Iran’s huge oil industry is less of a deterrent than it used to be. Photo: STR/AFP/Getty Images

Oil-supply shocks are still bad for the U.S. economy. But they’re not as bad as they used to be, and that change has major implications for American foreign policy. We no longer face as strong imperatives as we once did to intervene in the Middle East in ways that protect the flow of oil. But, as we saw with last week’s air strike that killed Iranian general Qassem Soleimani, we also have more freedom to intervene in ways that may interfere with the flow of oil.

A key economic feature of the 1970s was oil-driven recessions: Turmoil and embargoes in the Middle East led to restricted supplies of gasoline and rising prices at American gas pumps. Spending on energy went from less that 8 percent of the U.S. economy in 1970 to more than 13 percent in the early 1980s, and the need to pay more for gas meant less room to pay for anything else.

Spiking oil prices were key factor in the 1970s’ stagflation, where prices rose but economic output performed poorly. The need to ensure reliable supplies of petroleum at stable prices has been a key driver of our foreign policy in the Middle East for decades. But there have been three big changes since the 1970s that have made the Middle Eastern oil trade less economically important for us than it used to be.

First, energy spending is a much lower share of the economy than it used to be. According to the U.S. Energy Information Administration, spending on energy made up 5.8 percent of the U.S. economy in 2017, less than half of what it was in the early 1980s. With energy spending making up less of the economy (and therefore less of household budgets), an increase in energy prices tends to be less painful to consumers than it might been in the past.

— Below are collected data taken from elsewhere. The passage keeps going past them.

PR #681, opened 2026-08-07
fix:content search pagination

### LINKED ISSUE #664: Content: search only filters the loaded page and contradicts the pager
### Problem

The search box filters client-side over `opportunities` — which, since server-side pagination, is only the currently loaded page (max 100 rows). The server route supports no search parameter. Two user-facing consequences:

1. On a brand with 340 opportunities, searching scans only the visible 100 — a user searching for a title that lives on page 2 sees "no results" and concludes the record is gone.
2. While a search term is active the pager still renders from the unfiltered `total` — it can read "1–100 of 340" above a table showing 3 rows.

### Evidence

- Client-side filter: [web/src/app/%5Blocale%5D/%28dashboard%29/dashboard/content/page.tsx#L358-L362](https://github.com/ansvisor/ansvisor/blob/main/web/src/app/%5Blocale%5D/%28dashboard%29/dashboard/content/page.tsx#L358-L362)
- Server route reads only `status, impact, type, limit, offset, sort`: [server/src/routes/content.js#L132](https://github.com/ansvisor/ansvisor/blob/main/server/src/routes/content.js#L132)
- Pager bound to `total`: [page.tsx#L708-L715](https://github.com/ansvisor/ansvisor/blob/main/web/src/app/%5Blocale%5D/%28dashboard%29/dashboard/content/page.tsx#L708-L715)

### Fix

Preferred: add a `q` parameter to the list endpoint (`ilike` on title/description), send the debounced search term from the client, and let the pager reflect the searched total. Minimal fallback: scope the UI honestly — hide the pager while a search term is active and change the placeholder to "Search this page…".

### Acceptance criteria

- Searching finds matches beyond the first page (preferred fix), or the UI explicitly says search is page-scoped (fallback).
- The pager numbers never contradict the visible row count while searching.

BharadwajKanneveti:
## Summary

- Added server-side search for content opportunities using the `q` parameter.
- Search now matches opportunity titles and descriptions across all paginated results.
- Debounced the search input to avoid sending a request on every keystroke.
- Reset pagination when search or other filters change.
- Updated the pager to use the total returned for the current search/filter results, preventing contradictory pagination counts.

## Related issue

Closes #664 

## Type of change

- [ ] `feat` — New feature
- [x] `fix` — Bug fix

## Checklist

### DIFF
--- a/server/src/routes/content.js
+++ b/server/src/routes/content.js
@@ -141,7 +141,7 @@ router.get('/brand/:brandId', async (req, res) => {
     if (type) query = query.eq('type', type);
 
     if (q) {
-      const search = String(q).replace(/([,()])/g, '\\$1');
+      const search = String(q).replace(/[,()]/g, ' ');
       query = query.or(`title.ilike.%${search}%,description.ilike.%${search}%`);
     }
 
--- a/server/src/routes/content.js
+++ b/server/src/routes/content.js
@@ -129,7 +129,7 @@ router.get('/job/:jobId', async (req, res) => {
 router.get('/brand/:brandId', async (req, res) => {
   try {
     const { brandId } = req.params;
-    const { status, impact, type, limit = 50, offset = 0, sort = 'score' } = req.query;
+    const { status, impact, type, q, limit = 50, offset = 0, sort = 'score' } = req.query;
 
     let query = supabaseAdmin
       .from('content_opportunities')
@@ -139,6 +139,11 @@ router.get('/brand/:brandId', async (req, res) => {
     if (status) query = query.eq('status', status);
     if (impact) query = query.eq('impact', impact);
     if (type) query = query.eq('type', type);
+
+    if (q) {
+      const search = String(q).replace(/([,()])/g, '\\$1');
+      query = query.or(`title.ilike.%${search}%,description.ilike.%${search}%`);
+    }
 
     if (sort === 'score') {
       query = query.order('opportunity_score', { ascending: false });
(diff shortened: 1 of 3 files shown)


gkhngyk (changes requested):
This is the preferred fix from #664 — server-side `q` over title/description, the 300ms debounce, and keying the pager on `debouncedSearch` so the page resets and `total` reflects the search. Nice.

One real defect in the escaping: PostgREST's `.or()` logic parser doesn't support backslash escapes, so

```js
const search = String(q).replace(/([,()])/g, '\\$1');
```

doesn't protect anything — a search containing a comma (e.g. `keyword research, planning`) still splits the `or=` expression, PostgREST returns 400, and the user sees "Failed to load". The two working options:

1. Simplest: strip the reserved chars instead of escaping — `String(q).replace(/[,()]/g, ' ')` (they're never meaningful in a fuzzy search anyway), or
2. Proper PostgREST quoting: wrap the pattern in double quotes — `title.ilike."%${escaped}%"` with embedded `"`/`\\` escaped.

Also a heads-up: #682 (same author 🙂) touches the same `loadData`/effect — whichever merges first, the other needs a quick rebase; the `isCancelled` guard there should wrap this PR's search fetches too.

Happy to approve with the escaping sorted.

gkhngyk (approved):
Escaping sorted — stripping the reserved characters is the right call for a fuzzy search, and the rebase onto #682 kept the `isCancelled` guard covering the search fetches too. Debounce, pager reset via the `debouncedSearch` key, and the server-side `q` all line up. Closes #664 properly. Thanks!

Second, the U.S. has become a much larger producer of oil and gas. U.S. oil production has risen dramatically, from 5 million barrels a day in 2008 to 13 million barrels and rising at the end of last year. After decades as a major net importer of petroleum products, our imports and exports are now approximately in balance. Because of this, disruptions in the global oil supply chain have less effect on gasoline-pump prices in the U.S. The effects are not reduced to zero — we are not truly energy independent, because oil prices continue to be set on a global market — but our increased production, and our flexibility to further increase production when global prices rise, means we are not as captive to the global oil market as we used to be. And this is likely to continue to improve: The rise of renewable energy, improved gas mileage, and electric vehicles are likely to further insulate our economy from oil shocks going forward.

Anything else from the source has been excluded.